EXERCISE DETAILS:
Below are records; how many of their lines contain "after"? Answer with only the number.

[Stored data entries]
PR #360, opened 2018-02-11
prettier integration POC

### LINKED ISSUE #336: Integrate prettier
https://github.com/prettier/prettier

Undistraction:
This PR adds prettier and integrates it with eslint. It's for discussion so please take a look. 

I have run it on all files in the `src/` and `test/` dirs. 

Prettier's minimal options are [here](https://prettier.io/docs/en/options.html). I would recommend:

1. Drop the  'Print Width' to 80.
2. Lose the semi-colons.
3. Use backticks instead of single quotes.

I have it configured (with VSCode) so it formats on save which I find to be very very useful. It really becomes part of your workflow - you don't need to think about formatting at all. 

I've added it to the `lint` script. It could go into the `lint:fix` script instead, but I think it should happen transparently when linting.

It'll take some tweaking to get eslint happy with what prettier does, but I'll hold off doing that for the moment until we decide it's something we want. 

closes #336


char0n:
Thank you for this POC.

> Drop the 'Print Width' to 80.
I'd go for that. Let see what it will do to our jsdoc comments that are pretty long 

> Lose the semi-colons.
Don't trust [ASI](http://2ality.com/2011/05/semicolon-insertion.html). I'd rather stay explicit with this one

> Use backticks instead of single quotes.
We can switch later if there are reasonable amount of usecases. 

Let's keep it on evolution level, not revolution ;]

Ok couple of things that I have questions about 


 1. ) How does this play with our eslint config ? https://github.com/prettier/prettier/issues/812

 2.) We will loose 2 lines after import statements; but I can live with that (https://github.com/prettier/prettier/issues/1610)

 3.) [This](https://github.com/char0n/ramda-adjunct/pull/360/files#diff-9fcb495f2a6fee14bb56261f25383f11R81) is something that really sucks

 4.) Spaces in functions declarations: https://github.com/prettier/prettier/issues/3847; Is there some options for this ?

Undistraction:
> Don't trust ASI. I'd rather stay explicit with this one

This is part of what prettier does. With semis disabled it will still insert semis for cases where their absence would cause problems. 

> I'd go for that. Let see what it will do to our jsdoc comments that are pretty long

I'll take a look tomorrow

> We can switch later if there are reasonable amount of usecases.

Np

> How does this play with our eslint config

Prettier will win, so its a matter of changing eslint rules to be harmonious with how prettier formats and disabling all eslint autofixing. When we are happy with how prettier is formatting I can look at this. 

> We will loose 2 lines after import statements

Yep. This is not optional

> This is something that really sucks

Not sure exactly what you mean - the wrapping?

> Spaces in functions declarations

Looks like this is going to land shortly: https://github.com/prettier/prettier/pull/3903

char0n:
> This is part of what prettier does. With semis disabled it will still insert semis for cases where their absence would cause problems.

Ok understand, let's keep the semicolons in for now.

> Not sure exactly what you mean - the wrapping?

Wrapping of chained method calls. Seems really unreadable for me. Let's see how will it look at 80 chars.

Undistraction:
Got everything playing nicely locally so please take a look when you get the chance. Prettier now runs prior to eslint and tslint on `npm run lint`. 

Looks like code climate has two issues (but is reporting 19). Not sure why they are showing now, but can't argue. That is one ugly function ;)

Undistraction:
> If everything else is OK I'll create a separate PR for isArrayLike that reduces the use of return and get that in first, then we can merge this one.

@char0n Shall I get this done before this PR gets too out of sync with master?

char0n:
I'll look at this during tomorrow. Meanwhile I will not merge any code related or configuration PRs. Sorry for delay

.eslintrc
```diff
@@ -10,23 +10,20 @@
...
   },
   "extends": [
-    "airbnb-base",
-    "plugin:ramda/recommended"
+    "eslint-config-airbnb-base",
+    "plugin:ramda/recommended",
+    "prettier"
   ],
-  "plugins": ["eslint-plugin-ramda"],
+  "plugins": ["eslint-plugin-ramda",
```
char0n: properly format  the array comprehension pls

package.json
```diff
@@ -57,8 +57,7 @@
   },
```
char0n: please drop the package-lock.json

test/isNotFloat.js
```diff
@@ -3,19 +3,18 @@ import MAX_SAFE_INTEGER from '../src/internal/polyfills/Number.MAX_SAFE_INTEGER'
...
-  it('tests a value for complement of a `float`', function () {
+describe('isNotFloat', function() {
+  it('tests a value for complement of a `float`', function() {
     eq(RA.isNotFloat(0), true);
     eq(RA.isNotFloat(1), true);
     eq(RA.isNotFloat(-100000), true);
     eq(RA.isNotFloat(MAX_SAFE_INTEGER), true);
     eq(RA.isNotFloat(MIN_SAFE_INTEGER), true);
-    eq(RA.isNotFloat(5e+0), true);
+    eq(RA.isNotFloat(5), true);
```
char0n: the scientific notation has been dropped here, but was here by design, can we ignore here ?

test/isNotFloat.js
```diff
@@ -3,19 +3,18 @@ import MAX_SAFE_INTEGER from '../src/internal/polyfills/Number.MAX_SAFE_INTEGER'
...
 
     eq(RA.isNotFloat(0.1), false);
     eq(RA.isNotFloat(Math.PI), false);
-    eq(RA.isNotFloat(5.56789e+0), false);
+    eq(RA.isNotFloat(5.56789), false);
```
char0n: the scientific notation has been dropped here, but was here by design, can we ignore here ?

char0n:
We can fix code climate issues after the merge. There are some conflicts to resolve in this PR. Can you check it out before we merge (by rebasing on top of currenct master) ? I'd like to rebase this instead of merging.

char0n:
Rerurning the ci build and if green, then merging.

Undistraction:
@char0n Those should now be addressed.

RESULT OF THE EXERCISE:
3